ストーズは,自分の見方を支持する聖句だけを寄せ集めて他の聖句を無視したのではありません。それぞれの聖句の文脈および聖書を貫く流れを考慮に入れました。ある聖句が他の聖句と矛盾するように思えた時は,筋の通った説明を求めて聖書の残りの部分を調べました。
ラッセルの聖書研究
ジョージ・ストーズと交友を持つようになった人たちの中に,ペンシルバニア州ピッツバーグで聖書研究のグループを組織していた若者がいました。その名はチャールズ・テイズ・ラッセルです。1876年,ストーズが編集するバイブル・イグザミナー誌(英語)に,聖書的なテーマを扱ったラッセルの最初の記事の一つが掲載されました。ラッセルは,自分より前の聖書の研究者たちから影響を受けたことを認めていました。後日,「シオンのものみの塔」誌(英語)の編集者として,ストーズからの口頭と文書による多大の支援に感謝しています。

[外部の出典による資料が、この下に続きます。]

PR #1372, opened 2024-06-09
fix(java): the JVM crash when using jdk 8

beinan:
The Optional::isEmpty does not exist in java 8, so we should use isPresent instead


LuQQiu:
Looks like i didn't enable java 8 test in this repo...

PR #1378, opened 2024-06-11
feat(nodejs): feature parity [1/N] - remote table

universalmind303:
closes https://github.com/lancedb/lancedb/issues/1362


nodejs/lancedb/remote/connection.ts
```diff
@@ -0,0 +1,183 @@
...
+  }
+
+  async createTable(
+    tableName: string,
+    data: Data,
+    options?: Partial<CreateTableOptions> | undefined,
+  ): Promise<Table> {
+    if (options?.mode) {
+      console.warn(`mode is not supported in remote connection, ignoring.`);
+    }
```
wjones127, line 115: Could you describe what mode behaviour it is following here? It it going to error if the table already exists? Or overwrite the table?

nodejs/lancedb/remote/table.ts
```diff
@@ -0,0 +1,164 @@
...
+  }
+
+  display(): string {
+    return `RemoteTable(${this.#dbName}; ${this.#name})`;
+  }
+
+  async schema(): Promise<import("apache-arrow").Schema> {
+    const resp = await this.#client.post(`${this.#tablePrefix}/describe/`);
+    // TODO: parse this into a valid arrow schema
+    return resp.schema;
```
wjones127, line 63: Is this handled in one of the follow-up PRs?

wjones127 (commented):
Good work! I have a couple minor comments.

nodejs/lancedb/remote/table.ts
universalmind303: I don't have this handled yet.

The old `vectorDB` sdk was returning this AS IS and silently deviating from the type hints. Currently this mimics the same functionality, but I wanted to call out that this is not the correct behavior.

nodejs/lancedb/remote/connection.ts
universalmind303: We can definitely make this a bit more informative. _FWIW , I was copying the python message_

I'd assume cloud behavior is to error on exists?

nodejs/lancedb/remote/table.ts
wjones127: Okay. This is fine for now.

wjones127 (approved):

ラッセルは18歳で聖書研究会を組織し,聖書研究の型を確立しました。ラッセルと共に聖書を研究したA・H・マクミランはその方法についてこう述べています。「だれかが疑問点を持ち出すと,それを皆で話し合う。その点に関係する聖句をすべて調べ,次いでそれらの聖句の調和を皆が得心したなら,最後に結論をまとめ,記録する」。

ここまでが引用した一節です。